Getting the Irish offense going took some time, with the Hoosiers putting the first points on the board on a 48-yard field goal midway through the first quarter. That would be the first of five lead changes during the opening half. Notre Dame’s first lead came slightly over two minutes later when DuBose ran nearly untouched on a pick-six from the Indiana 49 to make it a 7-3 game.

In their next series. the Irish were in a position to extend their lead but Craig Hentrich missed on a 38-yard field goal attempt. The Hoosiers then put together a 79-yard drive that methodically picked up five first downs along the way. On the series’ eighth play, Green ran it in from the five to give Indiana the lead back at 10-7. Green’s run came after Hoosier running back Brett Law had picked up 27 yards on a pair of runs.

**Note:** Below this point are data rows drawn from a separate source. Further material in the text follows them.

PR #649, opened 2024-12-19
Remove obsolete z_set_Misa functions

Timmmm:
This appears to be an obsolete and unused mechanism of disabling extensions by calling into the model to modify `misa`. Now it is done by `sys_enable_` callbacks.


jordancarlin (approved):
LGTM

PR #650, opened 2024-12-19
Remove c2 Makefile target

Timmmm:
I don't believe this backend exists any more.


Alasdair (approved):
Yeah it's not a thing any more. I need to find the time to merge some of it's features into the regular C generation.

Needing less than three minutes to drive virtually the same distance, the Irish grabbed the lead again at 14-10 when Culver scampered 19 yards for the go-ahead score. One of the five first downs on the nine-play drive was a clutch effort by Tony Brooks, who managed to break a pair of tackles to move the chains to the Indiana 30.

The Hoosiers responded with what turned out to be their final go-ahead score of the afternoon.. Green drove his team from their own 20, connecting four times through the air for 60 yards during the advance. He once again took matters into his own hands by getting into the end zone on a one-yard sneak to make it 17-14.

In the final 5:26 before halftime, Notre Dame shifted the momentum with two touchdowns over the course of just 26 seconds. The first came when Mirer found a hole in the Indiana defense and raced 47 yards for the score. A key facet of that dash was wide receiver Adrian Jarrell’s block that opened the field for Mirer.

Then, after a roughing the kicker penalty on the point-after attempt, the Irish kicked off from midfield. Notre Dame managed to successfully recover an onside kick attempt, taking over at the Hoosier 41 and needing just two plays to score again. A 28-yard pass from Mirer to Tony Smith was followed by a 13-yard run by Tony Brooks, allowing the Irish to take a 28-17 lead into the break.

Indiana chipped away three points from their deficit with a 29-yard field goal but Notre Dame managed to build an even larger lead by moving 69 yards on 12 plays for another touchdown. A pair of passes from Mirer to Lake Dawson and Brown, respectively, gained a combined 38 yards and helped to set up Mirer’s six-yard scoring run.

The Irish’s next score became one that is still replayed because of the sheer determination of Brown’s backup, Irv Smith. The drive had been set up by a Rod Smith interception, with Mirer finding Smith at the Indiana 25, From there. Smith dragged an eventual four Hoosiers into the end zone for a 58-yard score and a 42-20 Notre Dame lead. It’s a play that has lived on in Irish lore ever since.

Indiana scored for the final time in the first minute of the fourth quarter. However, the Irish ended any hope of a dramatic comeback with a nine-play, 75-yard drive that was largely fueled by the running of Jerome Bettis, who gained 61 yards on just two runs.

The Aftermath

The Hoosiers ended up finishing the year with a 7-4-1 record, winning all five of their home games. That led to a berth in the Copper Bowl, where they shut out the Baylor Bears, 24-0

Regarding the title hopes of Notre Dame in 1991, those took a hit just one week later when they fell at Michigan in a 24-14 loss. They then officially died two months later following consecutive losses to Tennessee and Penn State, which led to grumbling about the Irish getting a Sugar Bowl berth. That, in turn, helped spark the Cheerios Bowl controversy, which Notre Dame used to spring a 39-28 upset of the Florida Gators.

Since that 1991 game, the two schools have not faced each other, despite being just 200 miles apart. That may just as well, given the Irish’s 23-4-1 lead in the all-time series.